You have to decolonize the way you conceptualize fatness, health, and determinants of health. You have to realize that the way we are socialized to think about fatness was created to keep Black people on the outskirts of desirability.

Until the systems themselves come down, getting revenge should look like the removal of fatphobic language and ideals from your everyday life, and holding those around you to the same standard. The first step in getting revenge on anti-fatness is to truly educate yourself on the origins of anti-fatness and its roots in anti-Blackness. You have to decolonize the way you conceptualize fatness, health, and determinants of health. You have to realize that the way we are socialized to think about fatness was created to keep Black people on the outskirts of desirability; it has nothing to do with the reality of fatness and fat people. You must understand that anti-fatness does not exist on its own—it is a form of racial violence rooted in anti-Blackness. As a result, anti-fatness, just like anti-Blackness, is entrenched in every system: from healthcare, to food production and consumption, the beauty industry, and everything in-between.

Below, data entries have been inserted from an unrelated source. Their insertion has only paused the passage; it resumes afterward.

PR #46, opened 2023-03-21
Upload homework 6

oprisor-adrian:
TO DO:
- [x] code refactoring
- [x] integrating google test
- [x] writing unit tests
- [x] fix bugs


marisvali (changes requested):
Looking through the changes it seems like you refactored the code a lot. Normally this makes sense, but for this homework you shouldn't do that. The purpose for this homework is to keep as much as you can from the original author, make only the changes needed to fix bugs. This is in order to simulate the job experience. When you work with someone else's code at a job, you will often not like their style or solutions, or have good reasons to disagree with their entire approach. However, most of the time you cannot refactor things. Either you are not given enough time or enough permissions. So for this homework we want to simulate this situation where you have to adapt as much as possible to the original code. Unfortunately this means many of the changes you made have to be reverted and only bugfixes kept.

include/shared.h
```diff
@@ -11,12 +11,13 @@ class shared_ptr {
         shared_ptr(T* pointer_object); // constructor
         shared_ptr(const shared_ptr& other); // constructor de copiere
         shared_ptr(shared_ptr&& other); // move construct
-        shared_ptr& operator=(const shared_ptr& other); // copy assignment
+        template<class Y> friend class shared_ptr;
```
enachebogdan, line 14: Interesting idea to access private data of "other" with a different type (Y) than the current class template(T).
Do you think there is another way around this problem, without using friend?

include/shared.h
```diff
@@ -75,32 +76,21 @@ T* shared_ptr<T>::operator->() const {
...
-    (*count)--;
-
-    if (*count == 0) { // daca nu mai am obiecte, eliberez memoria
-        delete data;
-        delete count;
-    }
-    else { // altfel eliberez doar pointer-ul data obiectului curent
-        data = nullptr;
-    }
+    this->reset();
```
enachebogdan, line 79: Did you encounter any error with the old logic? What was the problem/fix

include/shared.h
```diff
@@ -122,23 +112,24 @@ shared_ptr<T>& shared_ptr<T>::operator=(shared_ptr&& other) {
...
-    else { // altfel eliberez pointer-ul data obiectului curent
-        data = nullptr;
+    if ((*count) == 0) {
+      delete data;
+      delete count;
+      data = nullptr;
+      count = nullptr;
+    } else {
+      data = nullptr;
+      count = new int(1);
```
enachebogdan, line 130: Same question here, please describe what was wrong with the old version and how you fixed it.

src/store.cc
```diff
@@ -7,7 +7,7 @@ Inventory::iterator Store::FindInStore(shared_ptr<Product> product)
 {
   for (auto result = inventory_.begin(); result != inventory_.end(); result++)
   {
-    if (result->first == product)
+    if ((*result->first) == *product)
```
enachebogdan, line 10: Same question here, please explain what was the problem with comparing the pointers instead of comparing the objects pointed to.

tests/store_test.cc
```diff
@@ -0,0 +1,7 @@
+#include <gtest/gtest.h>
+#include "../include/store.h"
+
+TEST(GetBalance, TesFuntion){
+  Store store("Store name", 124);
+  EXPECT_EQ(store.GetBalance(), 124);
```
enachebogdan, line 6: Good job integrating the unit test lib. I hope you plan adding tests for all the functions required in the homework.
I see you've added a test file just for store.cpp, which is good. It's encouraged to have unit test for different classes in different files.

enachebogdan (commented):
Code looks good so far, I've added some questions just to check how you fixed some issues. I'll have another look once you add more unit tests.

include/shared.h
oprisor-adrian: First I added an _if_ statement before decrementing the _counter_ to check if a shared_ptr exists and to prevent the decrementation of nullptr. Then I added an initialization to _count_ because after calling reset the current shared_ptr no longer shares ownership of the managed object. So he is the only shared_ptr object managing the null pointer.

include/shared.h
oprisor-adrian: Same explanation as at _reset()_ method.

include/shared.h
oprisor-adrian: Yep. I can use _use_count()_ to access the counter and _*other_ to access the managed object of _shared_ptr<Y>& other_ to create a copy.
I didn't see the _use_count()_ implementation earlier.

include/shared.h
```diff
@@ -75,32 +89,34 @@ T* shared_ptr<T>::operator->() const {
...
 template <class T>
-shared_ptr<T>& shared_ptr<T>::operator=(const shared_ptr& other) {
-    
-    if (this != &other && this->data != nullptr) {
-        this->reset();
+template <class Y>
+shared_ptr<T>& shared_ptr<T>::operator=(const shared_ptr<Y>& other) {
+  if(this->get() != other.get()){
+    reset();
+    data = new T(*other);
```
enachebogdan, line 100: what happens if *other is nullptr?

include/unique.h
```diff
@@ -24,7 +24,7 @@ class unic_ptr {
         T* operator->();
         ~unic_ptr(); // destructor
         /* Observers */
-        const unic_ptr& get() const; // getter
+        T* get() const; // getter
```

This decolonization practice looks like self-introspection. Do you put moral value on your food? Do you feel a false sense of superiority when eating a fruit or vegetable versus pizza? Do you mentally berate and belittle yourself when you eat food that is deemed to be “unhealthy”? Do you feel bad when eating carbs and tell yourself you’re going to have to work it off later? Do you find yourself judging others for simply existing when they are fat? Do you fear being fat because you equate fat with being unhealthy, and ultimately see fatness as a bad thing?

Next, it would be wise to re-evaluate and analyze the way you think and speak about your own body, as well as the way you think and speak about others. Do you find yourself demonizing your body when you wear clothes that you have been socialized to see as unflattering? Do you equate your self-worth with the number you see on the scale? Do you think when you eat something you deem to be unhealthy that you have to work out to “burn” off the calories? Do you talk about how you need to lose weight? Do you unnecessarily compare your body to others you see on social media? Do you find relief in the realization that others are fatter than you?

After self-reflection, it is time to turn your knowledge and understanding into practice. This may look like supporting fat-positive brands, not ones who falsely preach inclusivity, but ones who prioritize having an inclusive size range and have just as many fat Black people in their ads as they do thin white folks. You should make a consistent effort to uplift fat folks’ work, fat Black folks who are often pushed out of fat-inclusive spaces and conversations. We are all taught growing up to hate fatness whether we realize it or not. Educating yourself and working against anti-fatness is a lifelong commitment, one that we should all undertake. The true revenge is going against everything you have been taught to believe about fatness and health.

You know better, so what steps are you willing to take to be better?